_TASK OBJECTIVE_.
In the records below, some lines contain the word "being". Copy each of them.
---------------
Issue #2717, opened 2023-06-16
API extension CORS support


rizerphe:
**Description**

Currently, the uses of the API are severely limited for a lot of applications - anything running in a browser or inside electron basically can't work - because the API extension does not respond to `OPTIONS` requests. Instead, it should either accept all requests or at least let the user configure this.

PR #2718, opened 2023-06-16
Add CORS support to the API

rizerphe:
Addresses #2717  - adds CORS support to the API, to allow for uses in browser/electron environments.

### DIFF
--- a/extensions/api/blocking_api.py
+++ b/extensions/api/blocking_api.py
@@ -182,6 +182,17 @@ class Handler(BaseHTTPRequestHandler):
         else:
             self.send_error(404)
 
+    def do_OPTIONS(self):
+        self.send_response(200)
+        self.end_headers()
+
+    def end_headers(self):
+        self.send_header('Access-Control-Allow-Origin', '*')
+        self.send_header('Access-Control-Allow-Methods', '*')
+        self.send_header('Access-Control-Allow-Headers', '*')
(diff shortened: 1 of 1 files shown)


matatonic:
This fix was added to the openai api recently, we fixed it a little differently, just FYI: https://github.com/oobabooga/text-generation-webui/blob/d8d29edf54f224ba3b0daa36fce8fcae8125aa64/extensions/openai/script.py#L104-L117

gitmylo:
@oobabooga i'm currently writing a web app which tries to use the api, this is currently (as of 0f9088f730979a43bf8668034cae16d38c1662bb) not possible because of CORS.

I have tested, and this PR fixes it. And now i'm able to send requests without having issues with CORS. So i can confirm that it works.

oobabooga:
Thanks for the confirmation @gitmylo

rsxdalv:
Not sure if it's a real bug or not yet, but I'm seeing this behavior when trying to combine Text Generation WebUI with OpenWebUI:
```
Access to fetch at 'http://127.0.0.1:5000/v1/models' from origin 'http://127.0.0.1:8080' has been blocked by CORS policy: Response to preflight request doesn't pass access control check: The 'Access-Control-Allow-Origin' header has a value 'http://127.0.0.1' that is not equal to the supplied origin. Have the server send the header with a valid value.
```

PR #2759, opened 2023-06-19
supporting http proxies

chrisptang:
supporting http proxies for regions that not able to connect to huggingface.co directly

by adding new command line arg:proxy, users are allowed to specify local or remote http(s) proxies for model downloading. this is helpful for users that has no direct access to huggingface.co, for example, China.

### DIFF
--- a/download-model.py
+++ b/download-model.py
@@ -72,8 +72,14 @@ EleutherAI/pythia-1.4b-deduped
 
 
 class ModelDownloader:
-    def __init__(self):
+    def __init__(self, proxy=None):
         self.s = requests.Session()
+        if not proxy is None:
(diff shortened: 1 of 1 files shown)


sofronaspe:
Please add exception checks in case the proxy isn't available to gracefully fail the script.

Ph0rk0z:
Can your system not run everything through the proxy?

RedisOptimal:
The same problem traped me for several hours, until that i remember https_proxy variable. It's not necessary to change code.

Setting this environment variable before run:
`
export https_proxy="https://foo:bar@xxxx.com"
export https_proxy="socks5://127.0.0.1:8080"
`

oobabooga:
Consensus seems to be that changing the webui code is not necessary for this

PR #2765, opened 2023-06-19
llama.cpp: implement ban_eos_token via logits_processor

Cebtenzzre:
This is a straightforward addition to llamacpp_model.py that uses the logits_processor parameter of `llama_cpp.Llama.create_completion` to set the probability of the EOS token to `-inf` when ban_eos_token is checked in the UI.


oobabooga:
Thank you!

Issue #2746, opened 2023-06-18
`stopping_strings` doesn't work in `exllama`


Yiximail:
### Describe the bug

using model: TheBloke/airoboros-65B-gpt4-1.2-GPTQ

when using `exllama`:
![image](https://github.com/oobabooga/text-generation-webui/assets/15323975/4268ebdb-f7a9-4a2e-962e-f3f6242b6995)

when using `autoGPTQ` by default:
![image](https://github.com/oobabooga/text-generation-webui/assets/15323975/4d98ff28-5e7a-4157-b778-d3a4443738e3)

and `Custom stopping strings` in webui is fine:
![image](https://github.com/oobabooga/text-generation-webui/assets/15323975/18ba9eca-61bd-4986-b19c-16082273af77)
![image](https://github.com/oobabooga/text-generation-webui/assets/15323975/fccd277f-0b4c-46c7-be7d-1dc811626571)

### Is there an existing issue for this?

- [X] I have searched the existing issues

### Reproduction

{"prompt":"User: What are the names of Batman's parents? Describe them in detail.\nBot:","max_new_tokens":250,"do_sample":true,"temperature":1.3,"top_p":0.1,"typical_p":1,"repetition_penalty":1.18,"top_k":40,"min_length":0,"no_repeat_ngram_size":0,"num_beams":1,"penalty_alpha":0,"length_penalty":1,"early_stopping":true,"seed":-1,"add_bos_token":true,"truncation_length":2048,"ban_eos_token":false,"skip_special_tokens":true,"stopping_strings":["Martha", "martha"]}

### Logs

```shell
None
```

### System Info

```shell
ubuntu 22.04
text-generation-webui branche 5b4c0155
```

Ph0rk0z:
Is it also broken for llama.cpp and rwkv? I don't see anything in generate_custom that actually uses stopping strings.

Yiximail:
# **Update:**

**I said it wrong**

this bug can be triggered in default mode either, and it has nothing to do with whether using API or not.

![image](https://github.com/oobabooga/text-generation-webui/assets/15323975/76825dcb-58b3-4e92-a49e-23ebc0efecc3)

and `/api/v1/chat` could Cut Off the sentence
![image](https://github.com/oobabooga/text-generation-webui/assets/15323975/90fb2956-dc9a-4d51-ab9c-d2476146ab1b)

but did't stop generation too
[...]

PR #2766, opened 2023-06-19
Implemented `stopping_strings` for `exllama` and `llamacpp`

Yiximail:
Enhancement needs from #2746 

0. In `chat.py`, the original `next_character_found` I changed to `stop_by_reply`
It not only stop when the characters' names are found, but also will stop when reply matches `custom_stopping_strings`
which made me search for a while for why chat mode would stop, but not default mode
Subsequent changes are based on the same idea as this function, looking for the string
1. basically, string-based interrupt generation is implemented
I have tried various modes and endpoint apis
2. Interrupting the generation will immediately stop the generation, then output (whether streaming or not)
instead of intercepting after reaching the maximum token generated
3. Support exllama and llamacpp
~I'm not familiar with rwkv, it doesn't go generate_reply_custom, sorry T^T~
4. ~As before, strings that have been output in non-chat mode will not be deleted~
~But it can be easily matched and deleted~
5. (updated) It will not output the stopping strings now

<details>
<summary>Some screenshots of the test: ~(Sorry, batman.)~</summary>

Custom stopping strings
image

default mode:
image

chat mode:
image

`/api/v1/generate` :
image

`/api/v1/chat` :
image

multiple strings:
image

</details>

<details>
<summary> API parameters </summary>

`/api/v1/generate`
``` json
{"prompt":"User: What are the names of Batman's parents? Describe them in detail.\nBot:","max_new_tokens":250,"do_sample":true,"temperature":1.3,"top_p":0.1,"typical_p":1,"repetition_penalty":1.18,"top_k":40,"min_length":0,"no_repeat_ngram_size":0,"num_beams":1,"penalty_alpha":0,"length_penalty":1,"early_stopping":false,"seed":-1,"add_bos_token":true,"truncation_length":2048,"ban_eos_token":false,"skip_special_tokens":true,"stopping_strings":["Martha", "martha"], "custom_stopping_strings": ""}
```
`/api/v1/chat`
``` json
{"user_input": "What are the names of Batman's parents? Describe them in detail.","stopping_strings": ["Martha"],"max_new_tokens": 250,"history": {"internal": [], "visible": []},"mode": "instruct","character": "Example","instruction_template": "Vicuna-v1.1","your_name": "You","regenerate": false,"_continue": false,"stop_at_newline": false,"chat_prompt_size": 2048,"chat_generation_attempts": 1,"chat-instruct_command": "Continue the chat dialogue below. Write a single reply for the character","preset": "None", "do_sample": true,"temperature": 0.7,"top_p": 0.1,"typical_p": 1,"epsilon_cutoff": 0,"eta_cutoff": 0,"tfs": 1,"top_a": 0,"repetition_penalty": 1.18,"top_k": 40,"min_length": 0,"no_repeat_ngram_size": 0,"num_beams": 1,"penalty_alpha": 0,"length_penalty": 1,"early_stopping": false,"mirostat_mode": 0,"mirostat_tau": 5,"mirostat_eta": 0.1,"seed": -1,"add_bos_token": true,"truncation_length": 2048,"ban_eos_token": false,"skip_special_tokens": true }
```

</details>

tried:
- [x] autoGPTQ(default) + stream
- [x] autoGPTQ(default)+ no-stream
- [x] exllama+ stream
- [x] exllama+ no-stream
- [x] llamacpp+ stream
- [x] llamacpp+ no-stream


Ph0rk0z:
Does this fix silly tavern stopping without EOS token?

Yiximail:
> Does this fix silly tavern not stopping without EOS token?

Err... silly tavern? I guess yes.

If you can provide me a example of your request, I can follow it for you. :)

I am currently still working on it, want to find a better way to implement

modules/llamacpp_model.py
```diff
@@ -84,12 +84,56 @@ def generate(self, prompt, state, callback=None):
             ]) if state['ban_eos_token'] else None,
         )
```
omasoud, line 85: Member function `Llama.create_completion()` [takes a `stop` parameter](https://github.com/abetlen/llama-cpp-python/blob/main/llama_cpp/llama.py#L785). Is there a reason we don't want to use it?

Yiximail: Maybe not, I'm not familiar with llama.cpp but I guess we should use `stop` or `stopping_criteria` indeed

I just wrote the logic for `exllama` then copied it over to `llama.cpp`

I will try at a later time, many thanks to remind me

Yiximail: I have tried both webui and api
It worked very well and I updated it up
Thanks again

Panchovix:
Thanks for this! It fixed a lot with exllama, and exllama + sillytavern.

CyberTimon:
Thank you for this. What is the easiest way to apply this PR until it get's merged?

Ph0rk0z:
clone https://github.com/Yiximail/text-generation-webui/tree/stopping_strings

Ph0rk0z:
In ST, it would stop when the module output an EOS token before the PR existed. When it did not, it would generate to the limit. It wasn't sending stop when "You:" or any other strings showed up just ST would not display it.. If this doesn't change things then I dunno.

official-elinas:
Before this PR, it would generate to the set token limit for me outputting "Instruction" etc. 

It's just doing it less now. I'm wondering if it has to do with using an instruction template in ST. I will do some more testing and try to pin down what causes it to sometimes break in this PR.

Yiximail:
> Before this PR, it would generate to the set token limit for me outputting "Instruction" etc.
> 
> It's just doing it less now. I'm wondering if it has to do with using an instruction template in ST. I will do some more testing and try to pin down what causes it to sometimes break in this PR.

Sorry, I don't use instruction mode often
Can you give me a more specific example?

image
if I set up the stopping_strings with "\n### Human:"
it will not print "\n### Human:" at all, include the line break

image
the first round should end like this

then second round should append the user speak and the beginning of Assistant
image

This works very well for chat mode, and I've tried webui's instruction mode as well.

Panchovix:
Would this PR affect the new exllama_hf (transformers samplers for exllama?) https://github.com/oobabooga/text-generation-webui/pull/2777

Yiximail:
> Would this PR affect the new exllama_hf? (transformers samplers for exllama) #2777

Good remind, I'll go check it out now...

official-elinas:
> Sorry, I don't use instruction mode often Can you give me a more specific example?

There are many instruction formats, probably the most popular being Alpaca which is 

```
### Instruction:
<enter instruction here>
### Response:
```

In ST (Sillytavern), there is an option to add custom stopping strings which would be those two for example.  Because there are multiple formats, do not inject a specific format as that will break models that do not support that format. That should be handled by the client.

Yiximail:
> > Sorry, I don't use instruction mode often Can you give me a more specific example?
> 
> There are many instruction formats, probably the most popular being Alpaca which is
> 
> ```
> ### Instruction:
> <enter instruction here>
> ### Response:
> ```
> 
> In ST (Sillytavern), there is an option to add custom stopping strings which would be those two for example. Because there are multiple formats, do not inject a specific format as that will break models that do not support that format. That should be handled by the client.
> 
> Edit - example from ST output: `stopping_strings: [ '\nYou:', '\nMyName:', '\n### Instruction:', '\n### Response:' ],`

Yes, I understand
It won't output any formatting content in stopping_strings
just generate the response

Yiximail:
> Would this PR affect the new exllama_hf? (transformers samplers for exllama) #2777

Unfortunately, it doesn't

Panchovix:
> > Would this PR affect the new exllama_hf? (transformers samplers for exllama) #2777
> 
> Unfortunately, it doesn't

oof, thanks anyways! It seems the implementation of exllama_hf.py is pretty different that exllama.py. I guess maybe that on exllama_hf, the stopping works in another way as it does on exllama.py.

Yiximail:
> 

Yes, it uses StoppingCriteriaList, It is based on tokens stop
some of the contents of stopping_strings may appear at the end
like:

image

official-elinas:
Stopping seems to be working at least for now. I pulled the latest fork's changes, don't think there was anything changed but you merging main into your branch. If it happens again, I'll see what I see in the log.

Yiximail:
> Stopping seems to be working at least for now. I pulled the latest fork's changes, don't think there was anything changed but you merging main into your branch. If it happens again, I'll post what I see in the log.

That's okay, maybe we should prefer to use exllama_HF afterwards and exllama.py might be abandoned

official-elinas:
I tried exllama_hf without your fork and it has the issue of not stopping. So I'll continue to use this for now.

Panchovix:
I agree with elinas, if there's a way to add it to exllama_hf, it would be great. I can confirm there the non stopping issue exists.

extensions/api/util.py
```diff
@@ -95,4 +95,4 @@ def _start_cloudflared(port: int, max_attempts: int = 3, on_start: Optional[Call
             traceback.print_exc()
             time.sleep(3)
 
-        raise Exception('Could not start cloudflared.')
+        raise Exception('Could not start cloudflared.')
```
mcmonkey4eva, line 98: There's some unrelated/unintended changes here that would be good to remove to make the PR easier to merge properly^

mcmonkey4eva (approved):
The PR itself needs some cleanup (redundant changes) but the fix works! Stopping strings apply properly in exllama with this fix.

extensions/api/util.py
Yiximail: I forgot to restore it, sorry

Yiximail:
@Ph0rk0z  @official-elinas 
Here, I created another branch and PR #2814 
can change to it in my [fork](https://github.com/Yiximail/text-generation-webui/tree/stopping-strings-for-HF)

As modifying generate_reply_HF involves changing the original logic, I separated them.

oobabooga:
Closing this in favor of https://github.com/oobabooga/text-generation-webui/pull/2847. See https://github.com/oobabooga/text-generation-webui/pull/2814#issuecomment-1605457979

PR #2770, opened 2023-06-20
Use pre-compiled python module for ExLlama

jllllll:
I have converted ExLlama to a python module format akin to GPTQ-for-LLaMa. This PR allows for automatic installation and usage of the ExLlama module without needing to compile the code on supported systems.

### Advantages:
- Significantly easier usage for Windows users
- More control over potentially breaking changes to the code
- Control over when kernels are compiled. Ensuring updates are applied when needed.
### Disadvantages:
- No out-of-the-box support for AMD GPUs and ARM systems. Users will need to compile from source.
- ~Potential for slightly reduced performance without system-specific hardware optimizations (Untested)~
- ~This PR does not include backwards compatibility with the previous method of installation.~
  - This has been added to mitigate the previous disadvantages.
---
Source code: https://github.com/jllllll/exllama

I can transfer ownership of that repo or add you as a collaborator to allow you control over code and updates, if you'd prefer.


oobabooga:
In my tests, the performance seems to be exactly the same.

#### Current implementation (exllama compiled locally and imported from repositories/exllama):

Output generated in 7.85 seconds (25.49 tokens/s, 200 tokens, context 15, seed 2023648869)
Output generated in 5.81 seconds (28.22 tokens/s, 164 tokens, context 15, seed 497975221)
Output generated in 5.63 seconds (28.23 tokens/s, 159 tokens, context 15, seed 1306543314)
Output generated in 5.61 seconds (28.33 tokens/s, 159 tokens, context 15, seed 1086112971)
Output generated in 5.93 seconds (28.34 tokens/s, 168 tokens, context 15, seed 2043945061)

#### Current implementation (exllama compiled locally and imported from repositories/exllama):

Output generated in 7.72 seconds (25.92 tokens/s, 200 tokens, context 15, seed 1258178161)
Output generated in 7.02 seconds (28.49 tokens/s, 200 tokens, context 15, seed 1530402775)
Output generated in 5.94 seconds (28.30 tokens/s, 168 tokens, context 15, seed 35835583)
Output generated in 7.04 seconds (28.42 tokens/s, 200 tokens, context 15, seed 2136986222)
Output generated in 7.04 seconds (28.41 tokens/s, 200 tokens, context 15, seed 1050592726)

> This PR does not include backwards compatibility with the previous method of installation.

I don't think this matters. As long as it works it's fine.

The only question I have is about updates. I assume there is a play button somewhere that can be clicked to regenerate the wheels? If that is the case, I would appreciate becoming a collaborator to the repo just to be able to click that button now and then.

jllllll:
@oobabooga I'm in the process of adding basic backwards compatibility by adding the previous code as a fallback. I'll push the commit in a sec and can revert it if you want. I think this is needed at least for Linux ARM systems as I don't have wheels for them.
It will also make setting up AMD support a bit easier by just uninstalling the wheel.

Ph0rk0z:
I don't think it compiles on each run for me unless there are changes to the cuda code. Does it do something different on windows?

jllllll:
> I don't think it compiles on each run for me unless there are changes to the cuda code. Does it do something different on windows?

That's interesting. I saw someone mention something to this effect before, but chalked it up to them just compiling too fast to notice. On my Windows system, it compiles it to a temporary directory that gets deleted when the webui is closed. This necessitates me needing to compile it on every session and it gets pretty irritating as it takes a while on my older CPU.

I'll run some more tests in WSL to see what the behavior is there.

Ph0rk0z:
Seems it was too aggressive to re-compile on windows and not aggressive enough on linux. I recall having to delete kernels to get it to re-compile after some changes. Compiling after an update should be the correct behavior.

jllllll:
I have added a GitHub Pages wheel index and changed the requirements.txt to use it. This allows for automatic updating of the exllama wheel. A specific version can be selected with: `exllama==0.0.1`

PR #2776, opened 2023-06-20
Add an option to set low_cpu_mem_usage to False

qwqVictor:
Some models cannot be loaded with `low_cpu_mem_usage` set to `True`. Let's add an option.

Use `--no-low-cpu-mem-usage` to set it `False`.


oobabooga:
What model requires this set to false?

darkacorn:
id set false as default and enable it to true as param if needed .. that be the way better option.

oobabooga:
I haven't encountered any situation where low_cpu_mem_usage=False was needed. Without this, transformers uses twice more RAM to load the model.

PR #2835, opened 2023-06-23
Fix some models not loading on exllama_hf

Panchovix:
Fixes some issues with some models when loading on exllama_hf.

Refer to https://github.com/oobabooga/text-generation-webui/pull/2777#issuecomment-1599418831 and https://github.com/oobabooga/text-generation-webui/pull/2777#issuecomment-1602150909.

Credits to @Larryvrh, Fix given from https://github.com/oobabooga/text-generation-webui/pull/2803#issuecomment-1603871674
---------------
_PROBLEM SOLUTION_.
There are many instruction formats, probably the most popular being Alpaca which is 
> There are many instruction formats, probably the most popular being Alpaca which is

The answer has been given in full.